--- WORK INSTRUCTION ---
Whatever the records hold, copy it exactly and completely.

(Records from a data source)
━━━━
PR #1061, opened 2020-10-09
[capabilities] fix for a newer versions of libcap

mator:
##### SUMMARY

When module is run with recent version of libcap (getcap / setcap), playbook run returns error, since libcap has changed output of getcap. Fix it with this PR.

Fixes #993 

##### ISSUE TYPE

- Bugfix Pull Request

##### COMPONENT NAME

plugins/modules/system/capabilities.py

##### ADDITIONAL INFORMATION

Tested on debian 10 (version 2.25-2 of libcap) and debian sid (libcap version 2.43-1). 

Works, with `state:` variable `present` and/or `absent`, on the following playbook : 
```
$ cat ~/ansible.dev/playbooks/getcap.yml
---
- name: community.general/issues/993
  hosts: debian10
  become: true
  gather_facts: false
  tasks:
    - name: ensure capabilities for ping are set
      community.general.capabilities:
        path: /bin/ping
        capability: cap_net_raw+ep
        state: present
```

will try to write a test unit as well (if there's no globals or whatever)...

PR #2210, opened 2021-04-08
Keep compatibility for old getcap output formats

fkasler:
##### SUMMARY
getcap on some systems produces output like:
/usr/bin/node cap_net_bind_service=eip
━━━━
--- ANSWER FOR THE TASK ---
PR #1061, opened 2020-10-09
[capabilities] fix for a newer versions of libcap

mator:
##### SUMMARY

When module is run with recent version of libcap (getcap / setcap), playbook run returns error, since libcap has changed output of getcap. Fix it with this PR.

Fixes #993 

##### ISSUE TYPE

- Bugfix Pull Request

##### COMPONENT NAME

plugins/modules/system/capabilities.py

##### ADDITIONAL INFORMATION

Tested on debian 10 (version 2.25-2 of libcap) and debian sid (libcap version 2.43-1). 

Works, with `state:` variable `present` and/or `absent`, on the following playbook : 
```
$ cat ~/ansible.dev/playbooks/getcap.yml
---
- name: community.general/issues/993
  hosts: debian10
  become: true
  gather_facts: false
  tasks:
    - name: ensure capabilities for ping are set
      community.general.capabilities:
        path: /bin/ping
        capability: cap_net_raw+ep
        state: present
```

will try to write a test unit as well (if there's no globals or whatever)...

PR #2210, opened 2021-04-08
Keep compatibility for old getcap output formats

fkasler:
##### SUMMARY
getcap on some systems produces output like:
/usr/bin/node cap_net_bind_service=eip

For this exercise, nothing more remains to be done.